NEW ALBANY — Trey Rogers has lived his entire life as a Hoosier, and proudly so.

At a very young age, his family moved to Crawfordsville, and they've been there ever since. One thing he never envisioned growing up was heading east to become an Ivy Leaguer.

When Rogers got to the East Coast to attend Harvard, he found that some of his new colleagues often held some not-so-positive views of his home state. Indiana is often at the center of political discussions, with figures like presidential hopeful Pete Buttigieg and Vice President Mike Pence both being Hoosiers. Those preconceived notions, he said, have been amplified by recent election cycles.

"I think a lot of my friends at Harvard, as soon as Donald Trump was elected, had instant antagonism toward Indiana," Rogers said. "I remember sitting in a freshman seminar, and we were all sneaking our phones out to check the results. Indiana went red in 10 seconds. It doesn't matter what your national affiliation with politics is, but when you're out east in a really liberal area, it's just not a great look to be from Indiana."

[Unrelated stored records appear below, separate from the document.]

PR #700, opened 2024-10-14
Don't reference char of empty symbol's name

jpellegrini:
```
stklos> ||
**** Error:
string-ref: index '0' out of bound in string '""'
```

This is because, if the line begins with a symbol, the REPL will try to look into its name to check if it's "!", (a shell command).  But the empty symbol has no chars in its name...

With this PR, the behavior is:

```
stklos> ||
**** Error:
%execute: symbol '||' unbound in module 'stklos'
```

### DIFF
--- a/lib/repl.stk
+++ b/lib/repl.stk
@@ -481,6 +481,7 @@ doc>
 
              ((and (symbol? e)
                    (not (symbol-bound? e))
+                   (not (eq? e '||))
                    (char=? (string-ref (symbol->string e) 0) #\!))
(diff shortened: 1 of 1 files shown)


jpellegrini:
@egallesio - sorry, I found a better way of implementing it (obviously, don;t call `zero?` and `string-length`, just compare to `||`), so I force-pushed the new version...

egallesio:
Thanks for this PR @jpellegrini
Merged.

PR #701, opened 2024-10-15
More portable use of test in configure.ac

jpellegrini:
1. Don't test `$VAR` against `""`

Instead, do `"X$VAR" == "X"`

2. Don't use `==`, use `=` for comparing strings.

This *seems* to *partially* fix the current Android compilation problems...

Actually, the Android problems remain, but with this PR, passing data and lib dir doesn't seem to be necessary (the report in the final step of configure is correct).

But it still fails to load readline.

### DIFF
--- a/configure.ac
+++ b/configure.ac
@@ -134,18 +134,18 @@ esac
 #   pdfdir = ${docdir}/pdf
 #   htmldir = ${docdir}/html
 # Of course, if the user specify any option, we use the value he/she gave
-if test "$DOCDIR" == "" ; then
+if test "X$DOCDIR" = "X" ; then
     # user has not given a "--docdir" option. Use our own convention
     docdir="${prefix}/share/doc/${PACKAGE_TARNAME}/${VERSION}"
     DOCDIR=${docdir}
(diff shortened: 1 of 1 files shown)


jpellegrini:
> This _seems_ to _partially_ fix the current Android compilation problems...
> 
> Actually, the Android problems remain, but with this PR, passing data and lib dir doesn't seem to be necessary (the report in the final step of configure is correct).

Also, before this patch, `configure` reported some errors (`test: unexpected operator`) -- that seemed to be caused by the use of `==` (when cross-compiling, a strict POSIX shell was used)

egallesio:
Thanks for this PR. 

I think that the problem you see comes from the use of `==` only. This is an old C programmer reflex :rofl: 

 I think that the trick of using `"X$VAR" = "X"` for testing an empty value is no longer useful with current shells. Using `"$VAR" = ""` should be sufficient. All the shells I have tested return now 1 to the expression `set "" && echo $#`. Anyway, your solution is safer (in French, we say "belt and suspenders" :smile:)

Rogers said that the negativity had an impact on him, with him knowing that there was more to his state than what his colleagues thought.

"That hurts me, because I have plenty of people back home whom I love who are proud Trump supporters," Rogers said. "I have friends back home whom I respect and love that aren't. That was really transformative for me, because I realized that my friends out east were unwilling to look deeper and see that there are people coming out of Indiana who might have different politics but are still really good people who are trying to do good things in their community."

That antagonism motivated Rogers to dispel those negative views of Indiana. His outlet for doing that, he decided, would be his senior research project for the social studies department in which he studies at Harvard.

The goal of his effort, he said, is to help people in different parts of the country — particularly the Northeast — better understand the culture of Indiana and the surrounding region.

"I think there are a lot of stereotypes, especially in our current political climate," Rogers said. "The goal of my research project is to show that politics is working in Indiana at the county level. It's not quite as sexy to look at county politics, however county politics is what really matters to people in Indiana, and there are some really good politicians, whether they're in the city or in the county or whether they have a 'D' or and 'R' beside their name. There are some really good people who are working on important issues that really matter. The effort of this thesis is to get a better understanding of how that works at the very ground level so that I can then demonstrate to the people out east that Indiana is a state that works, and there's a reason to be proud of it."


Floyd County was an interesting case study in Rogers' mind, given its divide between rural and urban populations and its close proximity to Louisville. That mixture of different demographics, he said, creates a political environment unique to other areas in the state.

This week, Rogers has taken time to meet with local political figures. On Tuesday, he went door-to-door in New Albany to speak with residents.

"The questions I ask will help me better understand what really does matter in people's lives," Rogers said. "National politics sometimes ends up being this fun little game show that we can watch from afar, but it's really different if you're worried about how your kids are going to get to school because of bus routes or how you're going to pay for your new tire because of a pothole in the road. I really want to hear about those particular issues because it will reveal the really serious stuff in people's life that might go unnoticed from the view of the national level."

One of those residents was Kristine Fee, who invited Rogers into her home to give her take on misconceptions about the region.

"Most Indiana residents, I would estimate 80 percent, really are in the middle and very welcoming and accepting, but that's not what we see in the media," Fee said. "What we see are these acts of extremism where you have people on the far left and people on the far right, and really, they're not representative of the majority of the state by any stretch of the imagination. What you find is that most Hoosiers are very open, welcoming and curious about other people, but perhaps a little bit disadvantaged in that the curiosity makes them seem guileless. They're not really exposed to a lot of diversity in a lot of areas in Indiana. Not because they don't want to be, but because that's where they happened to end up in their lives."

The project, Rogers added, isn't about partisanship or pitting demographics against one another. Rather, it's to show that even those with different views often work together at the local level for the greater good of the community, regardless of political affiliation.

"This is a project that at its very heart is helping me to understand what it means to have an identity of being proud of your state and what it means to be a hard-working, kind-hearted Hoosier in an environment where we oftentimes feel some antagonism toward our state," Rogers said. "This project is to show that Indiana really is a group of kind-hearted, hard-working people, if you look in the right places. I want to show that Hoosiers of all different stripes are working toward the same purpose, which is to better support their neighbors in whatever regard that is."